TERNYATA orang Jawa tidak menyukai perubahan yang ekstrem. Ini dikatakan dosen Fakultas Psikologi UGM, Drs. Dalol Adisubroto. Pandangan di atas, menurut Dalil, tidak lepas dari sikap budaya manusia Jawa yang tidak suka mngkritik atau menyerang orang lain. “Sebab orang Jawa lebih mementingkan keseimbangan atau Harmoni”, kilah Dalil dalam ujia promosi untuk memperoleh derajat doktor di bidang psikologi, kemarin, di Balali Senat UGM. Promovendus itu mengajukan disertasinya, “Orientasi Nilai Orang Jawa Serta Ciri-ciri Kepribadiannya”.
Kekuasaan
Dalil yang lahir di Jawa Tengan 4 Januari 1939 itu dalam disertasinya mengatakan orang Jawa relatif lebih tinggi dalam orientasi nilai teoritis atau nilai ilmu pengetahuan dibanding lima nilai yang lain. “Mereka lebih tinggi dalam orientasi nilai politis.
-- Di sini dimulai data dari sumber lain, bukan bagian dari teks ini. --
PR #9932, opened 2023-06-20
Fix/cache fail silent

ygottschalk:
see discussion in #9925

### DIFF
--- a/src/Psalm/Internal/Cache.php
+++ b/src/Psalm/Internal/Cache.php
@@ -4,7 +4,6 @@ namespace Psalm\Internal;
 
 use Psalm\Config;
 use Psalm\Internal\Provider\Providers;
-use RuntimeException;
 
 use function file_exists;
 use function file_put_contents;
@@ -115,13 +114,10 @@ class Cache
             $compressed = $serialized;
         }
 
-        if ($compressed === false) {
-            throw new RuntimeException(
-                'Failed to compress cache data',
-            );
+        if ($compressed !== false) {
+            file_put_contents($path, $compressed, LOCK_EX);
         }
-
-        file_put_contents($path, $compressed, LOCK_EX);
+        // TODO: Error handling
     }
 
     public function getCacheDirectory(): ?string
--- a/src/Psalm/Internal/Cache.php
+++ b/src/Psalm/Internal/Cache.php
@@ -68,7 +68,7 @@ class Cache
             return null;
         }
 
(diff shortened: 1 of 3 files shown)


ygottschalk:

Yakni meghormati kedudukan atau kekuasaan. Mereka juga relatif lebih tinggi dalam orientasi nilai ekonomi. Yakni dengan menghargai waktu dan kemanfaatan praktis dari segala sesuatu” ujar Dalil.
Tetapi, ujarnya, dibalik kelebihan orang Jawa itu, dalam tiga nilai di atas, orang Jawa relatif rendah dalam nilai sosial, religius dan estetik.
Dikatakannya, dalam hal perilaku, Orang jawa relatif hidup teratur rapih, serba terencana termasuk taat pada aturan. Mereka juga relatif tekun bekerja keras dan punya tanggungjawab yang tinggi. “Mau mengakui bersalah kalau memang salah,” ujarnya.
Sikap positif lainnya ialah, orang Jawa relatif suka menolong orang lain yang susah dan memiliki dorongan untuk berprestasi dalam setiap usahanya.
“Di sisi lain, orang Jawa relatif rendah dalam kebutuhan “heterosexuality”. Maksud saya, mereka rendah dalam dorongan untuk bergaul bebas antara pria dengan wanita . mereka juga relatif kurang senang dengan kebebasan yang ekstrem tanpa menghargai orang lain,” kilah anak keluarga petani ini.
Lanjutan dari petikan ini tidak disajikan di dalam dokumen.